*** Block opens ***

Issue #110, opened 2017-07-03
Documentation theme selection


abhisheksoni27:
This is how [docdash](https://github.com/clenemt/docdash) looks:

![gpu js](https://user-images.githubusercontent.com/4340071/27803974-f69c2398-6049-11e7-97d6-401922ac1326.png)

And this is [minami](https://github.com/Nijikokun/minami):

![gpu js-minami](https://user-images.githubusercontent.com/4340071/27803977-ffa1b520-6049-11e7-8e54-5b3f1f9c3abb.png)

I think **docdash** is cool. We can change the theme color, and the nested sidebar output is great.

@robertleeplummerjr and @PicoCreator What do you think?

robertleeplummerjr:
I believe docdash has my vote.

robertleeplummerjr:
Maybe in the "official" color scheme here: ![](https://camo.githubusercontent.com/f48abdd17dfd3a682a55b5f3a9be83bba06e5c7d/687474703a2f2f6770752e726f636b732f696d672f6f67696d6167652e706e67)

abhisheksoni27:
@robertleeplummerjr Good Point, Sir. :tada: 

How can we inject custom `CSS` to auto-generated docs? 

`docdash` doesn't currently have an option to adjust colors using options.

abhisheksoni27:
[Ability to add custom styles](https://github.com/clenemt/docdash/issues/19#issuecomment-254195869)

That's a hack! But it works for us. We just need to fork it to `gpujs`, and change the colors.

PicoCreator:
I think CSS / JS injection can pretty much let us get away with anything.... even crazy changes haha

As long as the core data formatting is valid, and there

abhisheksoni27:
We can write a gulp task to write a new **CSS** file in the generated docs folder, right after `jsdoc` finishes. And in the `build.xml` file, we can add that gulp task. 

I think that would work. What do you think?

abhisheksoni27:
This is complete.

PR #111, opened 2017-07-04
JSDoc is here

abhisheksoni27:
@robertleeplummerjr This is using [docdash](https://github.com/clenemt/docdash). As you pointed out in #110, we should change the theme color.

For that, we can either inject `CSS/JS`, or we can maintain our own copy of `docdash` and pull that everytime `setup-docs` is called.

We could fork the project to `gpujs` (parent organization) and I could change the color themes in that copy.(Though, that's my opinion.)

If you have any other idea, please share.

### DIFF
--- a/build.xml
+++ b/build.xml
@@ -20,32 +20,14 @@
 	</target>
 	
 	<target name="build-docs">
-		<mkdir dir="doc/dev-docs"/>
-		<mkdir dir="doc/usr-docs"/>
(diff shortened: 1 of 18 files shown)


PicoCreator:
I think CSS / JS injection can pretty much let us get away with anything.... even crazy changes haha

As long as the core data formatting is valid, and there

*** Block closes ***
*** Block opens ***

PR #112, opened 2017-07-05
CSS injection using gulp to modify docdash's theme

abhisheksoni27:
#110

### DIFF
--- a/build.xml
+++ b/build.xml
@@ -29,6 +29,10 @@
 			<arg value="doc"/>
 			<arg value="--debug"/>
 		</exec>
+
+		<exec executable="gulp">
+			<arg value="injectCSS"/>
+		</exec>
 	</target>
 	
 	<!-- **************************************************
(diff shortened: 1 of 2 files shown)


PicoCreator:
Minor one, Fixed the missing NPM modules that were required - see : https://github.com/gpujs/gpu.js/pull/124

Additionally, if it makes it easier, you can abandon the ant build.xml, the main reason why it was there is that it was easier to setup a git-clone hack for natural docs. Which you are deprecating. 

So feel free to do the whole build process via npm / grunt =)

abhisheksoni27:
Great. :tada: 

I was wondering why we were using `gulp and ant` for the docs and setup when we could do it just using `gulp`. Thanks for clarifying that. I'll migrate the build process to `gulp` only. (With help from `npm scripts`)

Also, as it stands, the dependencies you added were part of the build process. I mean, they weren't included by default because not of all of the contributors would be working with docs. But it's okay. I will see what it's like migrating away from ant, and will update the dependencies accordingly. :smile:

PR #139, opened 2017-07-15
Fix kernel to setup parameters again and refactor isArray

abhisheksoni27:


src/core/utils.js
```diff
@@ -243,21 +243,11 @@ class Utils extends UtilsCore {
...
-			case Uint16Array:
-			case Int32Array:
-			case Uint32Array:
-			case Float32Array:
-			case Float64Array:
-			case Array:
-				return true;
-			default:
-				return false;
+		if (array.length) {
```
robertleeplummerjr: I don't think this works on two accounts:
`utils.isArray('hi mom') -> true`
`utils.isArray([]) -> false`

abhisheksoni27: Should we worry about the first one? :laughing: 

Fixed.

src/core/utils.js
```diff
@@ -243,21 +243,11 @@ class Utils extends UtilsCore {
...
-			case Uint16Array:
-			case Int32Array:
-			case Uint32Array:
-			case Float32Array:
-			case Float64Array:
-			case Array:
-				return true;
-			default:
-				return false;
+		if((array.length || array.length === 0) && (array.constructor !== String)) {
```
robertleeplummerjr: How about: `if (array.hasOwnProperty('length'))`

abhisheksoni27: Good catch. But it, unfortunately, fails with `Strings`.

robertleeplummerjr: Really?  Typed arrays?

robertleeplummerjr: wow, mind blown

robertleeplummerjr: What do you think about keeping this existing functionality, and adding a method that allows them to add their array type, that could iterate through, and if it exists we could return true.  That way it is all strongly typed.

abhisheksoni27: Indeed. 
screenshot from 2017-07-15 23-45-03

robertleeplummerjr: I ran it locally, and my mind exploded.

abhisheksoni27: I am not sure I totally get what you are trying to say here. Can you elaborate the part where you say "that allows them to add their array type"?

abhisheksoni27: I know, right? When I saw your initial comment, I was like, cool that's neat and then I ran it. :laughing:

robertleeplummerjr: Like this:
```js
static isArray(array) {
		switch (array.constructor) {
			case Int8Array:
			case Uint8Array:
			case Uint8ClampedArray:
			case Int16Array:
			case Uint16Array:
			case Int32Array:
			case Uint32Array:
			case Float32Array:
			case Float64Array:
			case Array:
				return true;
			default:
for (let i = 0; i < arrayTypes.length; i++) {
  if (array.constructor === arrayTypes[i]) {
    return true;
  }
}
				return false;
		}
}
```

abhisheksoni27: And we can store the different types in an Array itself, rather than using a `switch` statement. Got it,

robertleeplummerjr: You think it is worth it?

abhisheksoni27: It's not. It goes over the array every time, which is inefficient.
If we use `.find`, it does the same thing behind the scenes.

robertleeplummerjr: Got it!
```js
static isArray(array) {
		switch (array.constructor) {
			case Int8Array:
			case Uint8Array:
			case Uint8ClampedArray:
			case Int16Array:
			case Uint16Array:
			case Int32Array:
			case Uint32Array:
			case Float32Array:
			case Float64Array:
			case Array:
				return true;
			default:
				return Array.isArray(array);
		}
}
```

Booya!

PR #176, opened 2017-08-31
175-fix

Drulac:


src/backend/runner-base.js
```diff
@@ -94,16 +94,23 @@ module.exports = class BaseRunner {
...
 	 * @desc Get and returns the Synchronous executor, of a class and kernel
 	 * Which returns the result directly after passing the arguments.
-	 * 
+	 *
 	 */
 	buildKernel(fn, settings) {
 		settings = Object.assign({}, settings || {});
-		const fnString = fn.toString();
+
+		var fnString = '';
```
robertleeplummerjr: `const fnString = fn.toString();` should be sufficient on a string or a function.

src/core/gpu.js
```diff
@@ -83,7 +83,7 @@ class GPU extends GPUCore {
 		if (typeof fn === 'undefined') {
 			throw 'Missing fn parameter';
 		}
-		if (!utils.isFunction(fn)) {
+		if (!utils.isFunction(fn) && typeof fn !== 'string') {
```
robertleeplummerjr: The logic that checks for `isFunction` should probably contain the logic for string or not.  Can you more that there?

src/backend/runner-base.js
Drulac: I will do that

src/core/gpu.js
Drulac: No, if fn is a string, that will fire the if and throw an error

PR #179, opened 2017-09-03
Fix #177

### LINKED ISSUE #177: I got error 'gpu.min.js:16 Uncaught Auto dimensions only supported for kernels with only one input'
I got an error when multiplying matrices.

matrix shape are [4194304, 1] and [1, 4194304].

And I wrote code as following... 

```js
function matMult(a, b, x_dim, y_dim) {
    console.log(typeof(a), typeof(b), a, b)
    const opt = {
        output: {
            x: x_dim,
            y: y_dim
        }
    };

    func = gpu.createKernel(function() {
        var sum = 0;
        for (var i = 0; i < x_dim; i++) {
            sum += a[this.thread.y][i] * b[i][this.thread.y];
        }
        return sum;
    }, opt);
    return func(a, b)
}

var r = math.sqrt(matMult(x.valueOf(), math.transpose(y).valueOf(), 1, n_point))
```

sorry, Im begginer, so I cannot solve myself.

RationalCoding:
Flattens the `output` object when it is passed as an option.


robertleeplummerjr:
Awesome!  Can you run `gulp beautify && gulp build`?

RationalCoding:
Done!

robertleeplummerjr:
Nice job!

*** Block closes ***
*** Block opens ***

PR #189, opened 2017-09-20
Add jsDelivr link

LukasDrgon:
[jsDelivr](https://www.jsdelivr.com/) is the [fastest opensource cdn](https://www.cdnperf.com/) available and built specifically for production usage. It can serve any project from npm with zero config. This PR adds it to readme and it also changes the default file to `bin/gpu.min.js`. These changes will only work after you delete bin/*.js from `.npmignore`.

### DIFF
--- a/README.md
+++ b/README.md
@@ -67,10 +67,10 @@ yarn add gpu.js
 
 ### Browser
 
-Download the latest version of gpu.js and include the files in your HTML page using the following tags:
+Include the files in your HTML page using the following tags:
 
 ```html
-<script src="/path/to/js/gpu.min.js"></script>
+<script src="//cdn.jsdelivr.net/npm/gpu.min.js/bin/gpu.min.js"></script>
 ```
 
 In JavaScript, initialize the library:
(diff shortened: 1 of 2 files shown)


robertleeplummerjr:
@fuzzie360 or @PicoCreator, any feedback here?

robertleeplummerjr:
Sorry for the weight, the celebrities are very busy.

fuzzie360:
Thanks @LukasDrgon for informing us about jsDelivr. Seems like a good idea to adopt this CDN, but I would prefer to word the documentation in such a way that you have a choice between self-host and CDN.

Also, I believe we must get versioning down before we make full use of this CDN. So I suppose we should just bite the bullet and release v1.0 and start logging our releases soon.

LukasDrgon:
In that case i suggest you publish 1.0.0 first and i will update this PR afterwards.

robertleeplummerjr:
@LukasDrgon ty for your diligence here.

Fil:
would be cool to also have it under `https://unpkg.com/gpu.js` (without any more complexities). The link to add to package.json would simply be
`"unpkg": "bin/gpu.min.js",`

*** Block closes ***

## Task objective
How many lines in the records contain the word "could"? Reply with that number only.

## Answer space
3